A política não se explicaria pela sociedade, ou seja, não configuraria um artefato institucional que ritualiza e reproduz relações de poder assentes em outras instâncias da vida coletiva. Mais correto seria dizer que a política assegura a produção dos agregados humanos por meio de certos atos de palavra que instauram problemáticas concernentes a todos os seus membros. Se for assim, nenhuma explicação “social” deve preceder a análise dos comportamentos políticos. Distante de Durkheim e próximo de Gabriel Tarde, Latour convida-nos a “abster[-nos] de toda explicação social para fazer emergir as formas de coordenação a partir das mediações práticas” (LATOUR, 2004 [2002], p. 12). Assim, tudo volta a estar em processo de elaboração e as fontes de articulação outrora instaladas pela sociologia no plano das estruturas subjacentes passam a ser imanentes ao desenvolvimento de mediações concretas, instáveis, não asseguradas a priori. Nesta abordagem, não estamos autorizados a assumir a política como algo existente, mas sim como um procedimento que pode vir a ocorrer ou não. A política nem sempre existe. Seu domínio é criado deliberadamente vez que outra, quando uma problemática emergente ativa o círculo da representação, onde a autonomia enunciativa das pessoas está condicionada a uma heteronomia representacional e vice-versa. Logo, retornarei sobre este ponto crucial. Por enquanto, diremos que houve política quando o uso da palavra deu nascimento a um “público”, isto é, a uma “totalidade provisoriamente definida” (LATOUR, 2004, p. 18). A existência deste público indica que a política está em curso; a partir do momento em que ele se desfaz, deixa de haver “palavra política” (ibid.).
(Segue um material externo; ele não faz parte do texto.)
PR #939, opened 2020-03-16
Added "skip plugins validation" hint

kubama:


widgets/common/src/BlueprintActions.js
```diff
@@ -43,7 +43,19 @@ class BlueprintActions {
...
-        return this.toolbox.getManager().doPut(`/deployments/${deploymentId}`, null, data);
+        return this.toolbox
+            .getManager()
+            .doPut(`/deployments/${deploymentId}`, null, data)
+            .catch(err =>
+                Promise.reject(
+                    err.code === 'deployment_plugin_not_found'
+                        ? {
+                              ...err,
+                              message: `${err.message}. Install the plugin or use "Skip plugins validation" option.`
```
qooban: I see you are concatenating strings, so the error message will be:
_Use 'cfy plugins upload' to upload the missing plugins to the Manager, or use 'cfy deployments create' with the '--skip-plugins-validation' flag to skip this validation. Install the plugin or use "Skip plugins validation" option._ 
?

If so, I think we can leave just the part you added. As we use in UI/CLI the word "Upload" in relation to installing plugins and there can be multiple plugins missing, I think we can have something like: "Upload missing plugins to the Manager or use "Skip plugins validation" option."

Or maybe there's information about which plugins are missing? That we can expose to the user as well.

kubama: The actual message after implementing this change is:
Required plugin cloudify-aws-plugin, version 2.3.0 is not installed on the manager. Install the plugin or use "Skip plugins validation" option.

qooban: Summing up - message looks fine. Just check how multiple plugins are handled and adapt message.

kubama: No change is needed - in case multiple plugins are missing manager returns error for single plugin only.

qooban: Got. Let's merge.

PR #941, opened 2020-03-18
CY-2291 Tours fixed and covered with cypress tests

kubama:


test/cypress/integration/tours_spec.js
```diff
@@ -0,0 +1,45 @@
+import _ from 'lodash';
+
+describe('Tours', () => {
```
qooban: Can you add similar test for non-admin user?

I know the tours for `default` user role are subset of `adimin` user role tours, but they are in separate files, so still this is error prone and adding a similar test should be quite easy.

test/cypress/integration/tours_spec.js
```diff
@@ -0,0 +1,45 @@
...
+        cy.get('#toursButton').click();
+    });
+
+    function checkTourSteps(tourName, numberOfSteps) {
+        cy.contains(tourName).click();
+        _.times(numberOfSteps - 1, () => cy.contains('button:not(.loading)', 'Next').click());
+        cy.contains('Done');
+    }
+
+    it('Cloudify Console Overview', () => {
```
qooban: Probably the more accurate name instead of just "Cloudify Console Overview" would be "provides Cloudify Console Overview tour for admin user". It refers to all test cases.

test/cypress/integration/tours_spec.js
kubama: Done

test/cypress/integration/tours_spec.js
kubama: Done

PR #945, opened 2020-03-25
CY-2485 Update jenkins stage

mabuaisha:


Jenkinsfile
```diff
@@ -1,7 +1,11 @@
 pipeline {
     agent { label 'web-ui' }
+    parameters {
+        choice(choices: "v12.16.1\nv10.14.0", description: 'NodeJS Version', name: 'NODEJS_VERSION')
```
qooban: I think that we used 10.15.x. We used such version in CircleCI as well.
Can we have that one as an option instead of 10.14.0?

Jenkinsfile
```diff
@@ -17,6 +21,14 @@ pipeline {
                 step([$class: 'WsCleanup'])
             }
         }
+        stage('Set NodeJS Version') {
+            steps {
+                sh '''#!/usr/bin/env bash
+                    source ${JENKINS_HOME}/.profile
+                    nvm use ${NODEJS_VERSION}
```
qooban: I'm going to add `.nvmrc` file to every UI project (see eg. https://github.com/cloudify-cosmo/cloudify-stage/pull/944). 
Maybe we can just execute:
`nvm install` in the main project directory? That way nvm:
* if version is already installed just switch to the specified version
* if version is not installed yet install it and switch to it.

What do you think?

Jenkinsfile
mabuaisha: @qooban when checked the version of the installed nodejs before installing then nvm it was `10.14.0` so that the reason why I update this to `10.14.0` but its ok I can update this to  `10.15.x`

Jenkinsfile
mabuaisha: If this is what you are going to do, then not sure if  `NODEJS_VERSION` will be needed as the version will be updated on the repo itself inside the `.nvmrc`

mabuaisha: then I think this can be updated as the following 
```
        stage('Set NodeJS Version') {
            steps {
                sh '''#!/usr/bin/env bash
                    source ${JENKINS_HOME}/.profile
                    nvm install
                '''
            }
        }
```

That way we just invoke the nvm and it parse the version from `.nvmrc`

Jenkinsfile
mabuaisha: and this section will be removed 
```
    parameters {
        choice(choices: "v12.16.1\nv10.14.0", description: 'NodeJS Version', name: 'NODEJS_VERSION')
    }
```

Jenkinsfile
mabuaisha: and this section will be removed 
```
    parameters {
        choice(choices: "v12.16.1\nv10.14.0", description: 'NodeJS Version', name: 'NODEJS_VERSION')
    }
```

qooban: Yes, makes sense.
Right, dropdown will not be needed. Sorry for confusion. Originally I wasn't aware of `.nvmrc`, just learned about it today.

Jenkinsfile
qooban: OK, got it. No issue then. So there was small mismatch between Jenkins and CircleCI.

PR #948, opened 2020-04-03
Added support for displaying plugin icons

kubama:


widgets/topology/src/Topology.js
```diff
@@ -84,63 +87,87 @@ export default class Topology extends React.Component {
...
+                topology.groups.push.apply(topology.groups, expandedTopology.groups);
+                topology.nodes.push.apply(topology.nodes, expandedTopology.nodes);
+
+                _.pull(deploymentsToExpand, deploymentId);
+            });
+
+            return deploymentsToExpand.length;
+        };
+
+        const deployemntsToExpand = [...this.state.expandedDeployments];
```
qooban, line 160: Minor typo - should be `deploymentsToExpand`.

widgets/topology/src/pluginsData.json
```diff
@@ -0,0 +1,82 @@
...
+    {
+        "icon": "https://cloudify.co/wp-content/uploads/2019/08/oslogo.png",
+        "name": "cloudify-openstack-plugin",
+        "title": "OpenStack v3"
+    },
+    {
+        "icon": "https://cloudify.co/wp-content/uploads/2019/08/oslogo.png",
+        "name": "cloudify-openstack-plugin",
+        "title": "OpenStack"
+    },
```
qooban, line 11: I know this file is temporary, but we can probably remove `OpenStack v3` and keep only `OpenStack`.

Que possibilidade aparece diante de quem se deixa envolver pelo círculo da política? Basicamente, diria Latour, a de uma “representação unificada” do poder-ser de uma multidão. Como isto ocorre? Aqui, convém oferecer uma citação mais extensa, para não perder as sutilezas do esquema elaborado pelo autor:
[a representação consiste em] parti[r] de uma multidão que não sabe o que quer mas sofre ou reclama; obter, por uma sucessão de transformações radicais, uma representação unificada dessa multidão; depois, por uma tradução/traição vertiginosa, inventar […] uma versão desse sofrimento e dessa exigência; versão que será retomada pela boca de alguns que, por sua vez […], fá-la-ão retornar para a multidão sob a forma de exigências impostas, ordens dadas, leis; exigências, ordens e leis que a multidão media, traduz, transpõe, transforma, opõe de maneiras diversas que finalmente produzem uma nova barafunda de queixas que definem novos sofrimentos […] preparando novas opiniões (LATOUR, 2013, p. 328).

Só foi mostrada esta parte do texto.